Takao tomó la flor. Estaba un poco extrañado, ya que en muy raras ocasiones Midorima regalaba sus lucky items antes de que terminara el día. De acuerdo a lo que su madre le había enseñado, en el lenguaje de las flores un clavel blanco representaba una disculpa, pero también podría significar afecto y recuerdos preciados. Takao sonrió y guardó la flor en su mochila, sin preguntarle más.

-No te preocupes, Shin-chan, estamos bien. Ya pasó. ¿Era de lo único que querías hablar? -Takao preguntó con calma, y aunque estaba feliz de que nada hubiera escalado al punto de que se hubiera convertido en un infierno, sentía miedo que esto pudiera llevar a Shin-chan a pensar en cosas desagradables, como que llevasen demasiado tiempo juntos y que por eso ocurrían cosas ridículas como aquél incidente de hace unas noches. Takao temía gravemente que Midorima le fuera a decir que tenían que detenerse pronto, pero se alegraba de que, a pesar de todo, nada parecía haber cambiado.

-Lo entiendo, creo que solo fueron… las hormonas del momento, quizá. -Cruzó los brazos sobre su pecho y miró en la otra dirección, para evitar los ojos inquisidores de Takao.

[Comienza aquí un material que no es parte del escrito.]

PR #1699, opened 2025-05-19
feat: Merged `getSelection` and `getSelectionCutBlocks`

matthewlipski:
This PR merges the currently 2 separate `getSelection` methods into one.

El muchacho sonrió ampliamente y soltó una pequeña risa. Shin-chan solía hacer eso cuando se ponía a la defensiva o se apenaba por algo. -Más allá de disculparme y… tú sabes… quería pedirte algo. Pero es un poco arriesgado.

- ¿Oh? ¿Qué es?

-Es parte de un reto autoimpuesto, si quieres verlo así. Me gustaría que vinieras conmigo. ¿Has ido a la biblioteca pública cerca de la calle principal de Arakawa? Queda un poco lejos de aquí, pero podemos tomar un tren si nos vamos cerca de las 9 pm.

- ¿La biblioteca? No sabía que ir a la biblioteca era una tarea peligrosa. -Takao se rió burlándose de él, pero podía intuir que Shin-chan hablaba en serio. -Sé dónde está, si mal no recuerdo está muy cerca de Teiko. ¿Para qué quieres ir allí?

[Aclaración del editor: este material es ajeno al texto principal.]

Issue #1687, opened 2025-05-15
Image alignment broken in latest update


nperez0111:
**Describe the bug**

<img width="846" alt="Image" src="https://github.com/user-attachments/assets/31eb52fe-c31a-4aa0-a052-04e024fb0036" />

When trying to use image alignment, it isn't being respected

**To Reproduce**
<clear steps to reproduce are super helpful! Best is to provide an online sandbox, [click to create one](https://stackblitz.com/github/TypeCellOS/BlockNote/tree/main/examples/01-basic/01-minimal?file=App.tsx)>
Reproducible on: https://www.blocknotejs.org/examples/basic/minimal
**Misc**
- Node version:
- Package manager:
- Browser: 
- [ ] I'm a [sponsor](https://github.com/sponsors/YousefED) and would appreciate if you could look into this sooner than later 💖

PR #1700, opened 2025-05-19
fix: Re-added `display: flex` to block content

matthewlipski:
This style must have gotten removed somewhere.

Closes 

TODO #1687

### DIFF
--- a/packages/core/src/editor/Block.css
+++ b/packages/core/src/editor/Block.css
@@ -14,6 +14,7 @@ BASIC STYLES
 }
 
 .bn-block-content {
+  display: flex;
   padding: 3px 0;
   transition: font-size 0.2s;
   width: 100%;


YousefED:
@matthewlipski this was removed intentionally here; https://github.com/TypeCellOS/BlockNote/pull/1629

tests/src/end-to-end/static/static.test.ts-snapshots/static-rendering-chromium-linux.png
nperez0111, line 1: The current spacing looks off, could we get it back to how it was before this?

packages/core/src/editor/Block.css
```diff
@@ -214,14 +227,6 @@ NESTED BLOCKS
   text-decoration: line-through;
 }
 
-.bn-block-content[data-text-alignment="center"] {
-  justify-content: center;
-}
-
-.bn-block-content[data-text-alignment="right"] {
-  justify-content: flex-end;
-}
```
nperez0111, line 223: Is this right?

tests/src/end-to-end/static/static.test.ts-snapshots/static-rendering-chromium-linux.png
nperez0111: Like there is something with the bullet list spacing to be doing this: 
image
(where the cursor is right up to the bullet)

matthewlipski: Looks like `display: inline` is just a nightmare. The empty list item cursor is browser-specific, and the PW snapshot has an additional space between the inline elements that you can't remove without some hacks. I'll see if I can get the selection working with flexbox.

-Si, está a sólo tres cuadras de Teiko. La biblioteca debe de cerrar en unos cuarenta minutos o algo por el estilo. -Revisó el reloj en la pantalla de su teléfono y Takao lo miró confundido. Aun no entendía qué intención era la que Midorima tenía, pero sabía que algo extraño se estaba formulando en la mente de su amigo de lentes.

- ¿Qué se te ocurre, Shin-chan?

-El techo tiene una vista amplia y limpia, ya que no tiene edificios más altos alrededor. Quería enseñarte algo. - Midorima se encogió de hombros mientras Takao lo observaba impresionado, pero en extremo feliz y sonriendo como idiota. -Pero no dejan subir al techo, así que no podremos entrar por la puerta principal. Tendremos que…

- ¡Te quieres colar! ¡Oh por dios, Shintaro! ¡Nos podemos meter en muchos problemas si nos atrapan!

-Por eso no vamos a dejar que nos atrapen. El otro problema es que tenemos que estar ahí hasta pasada la medianoche. No podemos pedir permiso, así que no creo que nuestros padres se alegren mucho.

Takao lo miraba con la boca abierta, y esta vez no estaba exagerando.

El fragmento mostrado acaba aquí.